ABOUT THIS TASK
In the records below, begin at the line that has "This is looking great, @caripizza! 🎉 🍕" and stop after the line that has "caripizza: I wondered"; quote those lines verbatim and nothing more.

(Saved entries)
# # #
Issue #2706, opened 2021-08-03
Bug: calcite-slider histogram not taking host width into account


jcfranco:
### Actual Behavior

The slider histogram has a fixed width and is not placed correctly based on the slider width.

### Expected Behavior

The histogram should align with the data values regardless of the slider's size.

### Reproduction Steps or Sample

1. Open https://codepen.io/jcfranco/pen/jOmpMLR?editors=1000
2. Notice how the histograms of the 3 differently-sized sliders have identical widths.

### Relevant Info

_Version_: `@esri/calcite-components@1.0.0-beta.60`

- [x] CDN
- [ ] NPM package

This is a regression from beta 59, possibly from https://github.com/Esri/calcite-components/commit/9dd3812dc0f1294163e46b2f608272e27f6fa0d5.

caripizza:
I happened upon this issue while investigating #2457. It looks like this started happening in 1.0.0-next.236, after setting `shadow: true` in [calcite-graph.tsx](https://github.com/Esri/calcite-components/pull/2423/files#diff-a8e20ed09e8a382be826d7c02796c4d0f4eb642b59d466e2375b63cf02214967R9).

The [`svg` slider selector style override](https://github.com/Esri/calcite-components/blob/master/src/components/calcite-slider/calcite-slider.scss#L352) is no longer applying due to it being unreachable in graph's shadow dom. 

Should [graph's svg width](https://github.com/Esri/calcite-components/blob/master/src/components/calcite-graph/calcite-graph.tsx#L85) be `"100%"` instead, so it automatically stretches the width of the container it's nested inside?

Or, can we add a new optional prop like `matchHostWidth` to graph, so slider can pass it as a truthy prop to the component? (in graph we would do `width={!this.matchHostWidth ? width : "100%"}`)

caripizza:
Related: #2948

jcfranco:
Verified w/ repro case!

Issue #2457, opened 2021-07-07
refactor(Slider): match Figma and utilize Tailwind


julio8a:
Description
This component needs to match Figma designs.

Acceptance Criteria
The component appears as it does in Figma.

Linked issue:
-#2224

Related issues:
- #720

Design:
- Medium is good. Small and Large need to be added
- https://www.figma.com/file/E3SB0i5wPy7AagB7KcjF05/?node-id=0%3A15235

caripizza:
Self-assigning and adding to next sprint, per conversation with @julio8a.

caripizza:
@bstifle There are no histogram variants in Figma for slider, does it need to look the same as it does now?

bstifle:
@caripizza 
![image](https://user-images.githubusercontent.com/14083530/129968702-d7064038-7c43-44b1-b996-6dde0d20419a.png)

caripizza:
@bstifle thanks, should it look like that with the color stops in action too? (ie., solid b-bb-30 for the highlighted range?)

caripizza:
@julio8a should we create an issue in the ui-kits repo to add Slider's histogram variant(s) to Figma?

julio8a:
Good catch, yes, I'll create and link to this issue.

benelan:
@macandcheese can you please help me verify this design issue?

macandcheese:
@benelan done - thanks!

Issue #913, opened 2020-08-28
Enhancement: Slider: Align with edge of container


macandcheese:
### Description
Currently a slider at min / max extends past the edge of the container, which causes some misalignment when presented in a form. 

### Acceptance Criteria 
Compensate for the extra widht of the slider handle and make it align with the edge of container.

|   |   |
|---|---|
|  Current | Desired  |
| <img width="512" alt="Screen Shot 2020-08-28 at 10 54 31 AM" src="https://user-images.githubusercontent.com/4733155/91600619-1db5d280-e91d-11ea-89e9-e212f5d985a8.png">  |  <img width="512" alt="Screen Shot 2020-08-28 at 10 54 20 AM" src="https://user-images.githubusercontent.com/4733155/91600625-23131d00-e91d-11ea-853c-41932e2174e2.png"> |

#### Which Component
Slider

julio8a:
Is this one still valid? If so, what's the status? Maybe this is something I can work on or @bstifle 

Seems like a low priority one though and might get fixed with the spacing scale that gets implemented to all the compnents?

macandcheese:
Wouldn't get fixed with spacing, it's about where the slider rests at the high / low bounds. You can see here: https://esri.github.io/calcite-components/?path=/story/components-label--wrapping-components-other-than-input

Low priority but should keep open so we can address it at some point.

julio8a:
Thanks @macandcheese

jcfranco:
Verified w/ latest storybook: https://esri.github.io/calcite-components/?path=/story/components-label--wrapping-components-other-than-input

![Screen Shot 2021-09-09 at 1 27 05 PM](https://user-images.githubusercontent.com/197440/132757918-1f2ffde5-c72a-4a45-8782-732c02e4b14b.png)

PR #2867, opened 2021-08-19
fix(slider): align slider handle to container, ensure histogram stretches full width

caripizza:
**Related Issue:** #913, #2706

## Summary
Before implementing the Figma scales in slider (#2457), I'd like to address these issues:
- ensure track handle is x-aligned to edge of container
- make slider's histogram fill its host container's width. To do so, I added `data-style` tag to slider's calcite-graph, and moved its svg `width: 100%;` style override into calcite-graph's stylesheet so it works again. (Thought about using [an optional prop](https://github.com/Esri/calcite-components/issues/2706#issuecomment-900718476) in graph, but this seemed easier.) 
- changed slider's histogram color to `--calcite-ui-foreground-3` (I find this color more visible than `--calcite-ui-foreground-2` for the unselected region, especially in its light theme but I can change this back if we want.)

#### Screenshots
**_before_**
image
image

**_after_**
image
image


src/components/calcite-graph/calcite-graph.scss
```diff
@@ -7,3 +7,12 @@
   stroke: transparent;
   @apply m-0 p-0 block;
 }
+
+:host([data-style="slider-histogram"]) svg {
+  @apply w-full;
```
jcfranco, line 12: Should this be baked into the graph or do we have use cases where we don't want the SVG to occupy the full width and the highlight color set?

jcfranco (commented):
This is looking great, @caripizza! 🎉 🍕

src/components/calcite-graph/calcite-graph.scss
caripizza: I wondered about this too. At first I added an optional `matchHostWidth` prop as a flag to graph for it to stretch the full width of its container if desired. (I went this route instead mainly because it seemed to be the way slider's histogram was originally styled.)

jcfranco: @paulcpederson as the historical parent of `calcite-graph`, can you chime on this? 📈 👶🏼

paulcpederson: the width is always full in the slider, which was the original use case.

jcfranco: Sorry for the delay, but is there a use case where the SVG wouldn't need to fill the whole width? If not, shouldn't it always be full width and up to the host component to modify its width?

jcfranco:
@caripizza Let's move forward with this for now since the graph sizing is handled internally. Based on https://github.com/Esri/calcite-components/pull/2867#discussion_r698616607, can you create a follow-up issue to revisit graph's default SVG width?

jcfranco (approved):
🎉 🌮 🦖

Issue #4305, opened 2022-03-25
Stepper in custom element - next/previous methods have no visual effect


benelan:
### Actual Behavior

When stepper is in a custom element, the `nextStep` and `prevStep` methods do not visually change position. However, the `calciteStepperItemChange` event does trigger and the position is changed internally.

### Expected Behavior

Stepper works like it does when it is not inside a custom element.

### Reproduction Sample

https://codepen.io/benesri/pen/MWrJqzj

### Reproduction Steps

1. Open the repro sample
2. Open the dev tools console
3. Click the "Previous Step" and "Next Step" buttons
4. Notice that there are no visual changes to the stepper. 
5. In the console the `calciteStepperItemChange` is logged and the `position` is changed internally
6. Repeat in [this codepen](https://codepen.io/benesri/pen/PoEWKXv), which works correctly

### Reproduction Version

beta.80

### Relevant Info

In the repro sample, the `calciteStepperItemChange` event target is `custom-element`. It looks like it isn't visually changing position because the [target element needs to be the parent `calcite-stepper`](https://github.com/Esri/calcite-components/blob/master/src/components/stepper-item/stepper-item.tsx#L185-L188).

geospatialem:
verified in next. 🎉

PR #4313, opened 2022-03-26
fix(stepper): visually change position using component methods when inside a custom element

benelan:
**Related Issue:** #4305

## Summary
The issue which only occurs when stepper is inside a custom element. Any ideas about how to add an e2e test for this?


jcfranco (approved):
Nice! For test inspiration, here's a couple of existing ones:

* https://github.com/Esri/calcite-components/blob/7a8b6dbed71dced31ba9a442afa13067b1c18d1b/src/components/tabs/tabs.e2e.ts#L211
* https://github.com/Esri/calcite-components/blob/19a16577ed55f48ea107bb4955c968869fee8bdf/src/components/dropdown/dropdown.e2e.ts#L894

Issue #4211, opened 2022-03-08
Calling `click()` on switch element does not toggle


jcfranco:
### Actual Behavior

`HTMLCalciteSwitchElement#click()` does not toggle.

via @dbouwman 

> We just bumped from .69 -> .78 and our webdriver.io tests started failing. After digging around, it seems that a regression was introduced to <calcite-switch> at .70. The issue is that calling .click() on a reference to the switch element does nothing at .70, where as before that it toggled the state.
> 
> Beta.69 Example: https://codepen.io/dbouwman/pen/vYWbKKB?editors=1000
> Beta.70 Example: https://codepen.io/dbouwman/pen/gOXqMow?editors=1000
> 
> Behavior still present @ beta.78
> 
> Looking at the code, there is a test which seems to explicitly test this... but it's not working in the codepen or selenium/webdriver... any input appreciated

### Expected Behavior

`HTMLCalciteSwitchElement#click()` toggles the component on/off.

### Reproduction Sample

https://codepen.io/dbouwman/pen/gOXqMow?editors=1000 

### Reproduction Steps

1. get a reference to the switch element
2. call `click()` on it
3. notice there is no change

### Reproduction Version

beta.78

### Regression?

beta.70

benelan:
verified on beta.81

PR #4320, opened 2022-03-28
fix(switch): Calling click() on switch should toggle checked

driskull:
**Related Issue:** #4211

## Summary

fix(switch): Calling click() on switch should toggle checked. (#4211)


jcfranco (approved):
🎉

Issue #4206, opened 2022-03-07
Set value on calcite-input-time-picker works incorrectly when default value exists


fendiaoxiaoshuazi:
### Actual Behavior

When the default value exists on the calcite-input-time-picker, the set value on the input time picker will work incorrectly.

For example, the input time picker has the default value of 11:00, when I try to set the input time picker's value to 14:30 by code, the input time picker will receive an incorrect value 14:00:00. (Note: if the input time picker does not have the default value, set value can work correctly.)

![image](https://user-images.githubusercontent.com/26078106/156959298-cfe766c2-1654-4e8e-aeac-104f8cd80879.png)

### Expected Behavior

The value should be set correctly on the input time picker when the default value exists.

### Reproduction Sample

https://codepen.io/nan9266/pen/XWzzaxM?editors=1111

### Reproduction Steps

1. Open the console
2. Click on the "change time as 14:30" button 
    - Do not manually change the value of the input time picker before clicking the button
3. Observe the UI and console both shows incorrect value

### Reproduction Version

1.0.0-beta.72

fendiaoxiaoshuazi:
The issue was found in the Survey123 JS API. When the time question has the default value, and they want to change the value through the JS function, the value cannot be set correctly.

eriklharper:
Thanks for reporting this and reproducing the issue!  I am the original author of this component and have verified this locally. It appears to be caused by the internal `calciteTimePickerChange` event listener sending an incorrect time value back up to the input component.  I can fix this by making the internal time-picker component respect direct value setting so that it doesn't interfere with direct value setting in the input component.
# # #
RESPONSE TO THE TASK
This is looking great, @caripizza! 🎉 🍕

src/components/calcite-graph/calcite-graph.scss
caripizza: I wondered about this too. At first I added an optional `matchHostWidth` prop as a flag to graph for it to stretch the full width of its container if desired. (I went this route instead mainly because it seemed to be the way slider's histogram was originally styled.)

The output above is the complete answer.